In late May and early June, the Choral Fellows will sing at the Spoleto festival in Charleston for their annual tour. Their program then will include these pieces by Rorem.
Unlike most singers in a cappella groups on campus, the Choral Fellows enjoy many special benefits. If accepted to the Fellows after spring auditions, singers earn one-year appointments with the option to renew their place, and for that year receive stipends and free voice lessons.
So attractive are these benefits, said Somerville, that the program is “starting to act as a recruiting mechanism” for accomplished singers trying to decide between a liberal-arts education at Harvard or training at a conservatory.
Benefits only come in return for performances, though, and these are many: the group sings the daily service in Memorial Church, Monday through Friday, and leads the University Choir in its concerts, in addition to its annual tour and CD recordings.
Since Somerville introduced the program into the choir two years ago, when it evolved out of the morning choir to become an “in-house classical-style a cappella group,” with the typical twelve-member size, the Choral Fellows have been a regular feature at Arts First, and one of the most professional.
“Many of them are very fine soloists in their own right,” singing in opera and other commercial productions, said Somerville. But that never detracts from their effectiveness with one another, he added.
“They make a wonderful ensemble together.”
This will also be the last year the Choral Fellows will spend under his guidance. Somerville will soon move on to become the director of music at St. George’s Episcopal Church in Nashville.
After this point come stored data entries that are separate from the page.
PR #1795, opened 2021-07-28
feat: Prefer color tokens rule

dmisdm:
This PR imports and merges in the stylelint rule which recommends Kaizen tokens as replacements for inlined color values like hex or rgba strings.

Prior art; the PR which we are migrating from: https://github.com/cultureamp/kaizen-design-system/pull/1582

- `src/rules/prefer-color-tokens.ts`
- `src/rules/prefer-color-tokens.spec.ts`

- Better equality matching of color strings. Will parse colors on both ends (the parsed value and the kaizen token) and compare them using a common stringification function (to hex). This means it recognises that `#fff`, `#ffffff`, and `rgb(255,255,255)` are all equal, and similar with any other color including ones that manipulate alpha.
- Will now replace with/recommend new $kz-var variables rather than the deprecated ones.

# Checklist

# Additional Considerations

### DIFF
--- a/packages/stylelint-plugin/CHANGELOG.md
+++ b/packages/stylelint-plugin/CHANGELOG.md
@@ -3,6 +3,17 @@
 All notable changes to this project will be documented in this file.
 See [Conventional Commits](https://conventionalcommits.org) for commit guidelines.
 
+# [1.2.0](https://github.com/cultureamp/kaizen-design-system/compare/@kaizen/stylelint-plugin@1.1.2...@kaizen/stylelint-plugin@1.2.0) (2021-08-06)
+
+
+### Features
+
+* Deprecated and removed tokens rule uplift ([#1743](https://github.com/cultureamp/kaizen-design-system/issues/1743)) ([33411db](https://github.com/cultureamp/kaizen-design-system/commit/33411db1d02e09539dea98ec43e5183815c9974b))
+
+
+
+
+
 ## [1.1.2](https://github.com/cultureamp/kaizen-design-system/compare/@kaizen/stylelint-plugin@1.1.1...@kaizen/stylelint-plugin@1.1.2) (2021-07-02)
 
 **Note:** Version bump only for package @kaizen/stylelint-plugin
--- a/packages/stylelint-plugin/package.json
+++ b/packages/stylelint-plugin/package.json
@@ -1,6 +1,6 @@
 {
   "name": "@kaizen/stylelint-plugin",
-  "version": "1.1.2",
+  "version": "1.2.0",
   "types": "dist/**/*.d.ts",
   "main": "dist/src/index.js",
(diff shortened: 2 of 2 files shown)


dmisdm:
Some things that are going through my head about next steps:
- This only works with colors at the moment, but, given the foundational work, it would be very easy to extend this to work with all other tokens e.g. knowing to replace `1.5rem` with `$spacing-md`
- Dataviz tokens in the Zen theme (which is still the "default" theme) have the same values as other colors, so i've put in a simple tie breaking sorter to choose "color-.." over "dataviz-.." if there is a conflict.
- The tokens which are recommended are all from the Zen theme, because it is currently the `defaultTheme` in `@kaizen/design-tokens`, and if you enter a hex value for something only in Heart, you won't get recommended a token replacement. I think we should force the use of Heart theme within the rule, then change it to `defaultTheme` after it changes @ActuallyACat what do you think?

dmisdm:
> Some things that are going through my head about next steps:
> 
> * This only works with colors at the moment, but, given the foundational work, it would be very easy to extend this to work with all other tokens e.g. knowing to replace `1.5rem` with `$spacing-md`
> * Dataviz tokens in the Zen theme (which is still the "default" theme) have the same values as other colors, so i've put in a simple tie breaking sorter to choose "color-.." over "dataviz-.." if there is a conflict.
> * The tokens which are recommended are all from the Zen theme, because it is currently the `defaultTheme` in `@kaizen/design-tokens`, and if you enter a hex value for something only in Heart, you won't get recommended a token replacement. I think we should force the use of Heart theme within the rule, then change it to `defaultTheme` after the switch, @ActuallyACat @jasononeil  what do you think?

Just making a decision on these:

- Lets not extend this rule to support other values just yet. To keep this PR smaller, lets just migrate Sugendrands rule across first.
- Using the heart theme rather than the default theme is going to blow this PR up, because we currently use `tokens/*.json` files to know about which tokens are available, and we would have to transition to using the TypeScript heart theme object within the stylelint plugin. Not only that, it's very unlikely IMO that someone has inlined a hex value of a heart theme token since it's release. Even if we assume the worst, we'll eventually flick the default theme over anyway.

packages/stylelint-plugin/src/util/kaizenTokens.ts
```diff
@@ -129,7 +131,51 @@ export const kaizenTokensByName: Readonly<
...
+      : undefined
+    return {
+      ...acc,
+      [key]: existingValues ? [...existingValues, token] : [token],
+      ...(token.color && {
+        [token.color.toLowerCase()]: existingNewColorValues
+          ? [...existingNewColorValues, token]
+          : [token],
+      }),
+    }
```
dmisdm, line 178: Probably going to refactor this a bit to make it more readable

He has spent 13 years involved in Harvard music.
Anna Engstrom ’03, one of the Choral Fellows’ co-secretaries, says the group is well aware that the Arts First concert is one of the last performances of the year with Murray conducting, and that they were all indebted to Somerville for “providing us with opportunities for recording and being able to become more renowned.”
—The Choral Fellows will perform in Adolphus Busch Hall, 29 Kirkland St., on Saturday at 1 p.m.